(Excerpts from a dataset)
PR #828, opened 2023-10-07
fix: fix pprof by using DefaultServeMux

j4ckstraw:
replace http.NewServeMux with http.DefaultServeMux

see https://pkg.go.dev/net/http/pprof
> By default, all the profiles listed in runtime/pprof.Profile are
available (via Handler), in addition to the Cmdline, Profile, Symbol, and Trace profiles defined in this package. If you are not using DefaultServeMux, you will have to register handlers with the mux you are using.

### DIFF
--- a/pkg/exporters/k8sexporter/k8s_exporter.go
+++ b/pkg/exporters/k8sexporter/k8s_exporter.go
@@ -20,7 +20,7 @@ import (
 	"context"
 	"net"
 	"net/http"
-	_ "net/http/pprof"
+	"net/http/pprof"
 	"strconv"
 
 	"k8s.io/klog/v2"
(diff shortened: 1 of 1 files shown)


MartinForReal:
Do you think if it is a good idea to register the pprof handler with the new mux? @j4ckstraw

j4ckstraw:
> Do you think if it is a good idea to register the pprof handler with the new mux? @j4ckstraw

I think default mux is enough.  

1. Default mux is simple.
2. Maybe default mux have [known performance problem](https://github.com/julienschmidt/go-http-routing-benchmark#conclusions), while this is only for debug, performance is not a primary consideration.

MartinForReal:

WORK REQUIRED –
Could you output the lines above, exactly as written, from the one containing "--- a/pkg/exporters/k8sexporter/k8s_exporter.go" through the last, with both ends included and no others?

RESPONSE BELOW –
--- a/pkg/exporters/k8sexporter/k8s_exporter.go
+++ b/pkg/exporters/k8sexporter/k8s_exporter.go
@@ -20,7 +20,7 @@ import (
 	"context"
 	"net"
 	"net/http"
-	_ "net/http/pprof"
+	"net/http/pprof"
 	"strconv"
 
 	"k8s.io/klog/v2"
(diff shortened: 1 of 1 files shown)


MartinForReal:
Do you think if it is a good idea to register the pprof handler with the new mux? @j4ckstraw

j4ckstraw:
> Do you think if it is a good idea to register the pprof handler with the new mux? @j4ckstraw

I think default mux is enough.  

1. Default mux is simple.
2. Maybe default mux have [known performance problem](https://github.com/julienschmidt/go-http-routing-benchmark#conclusions), while this is only for debug, performance is not a primary consideration.

MartinForReal:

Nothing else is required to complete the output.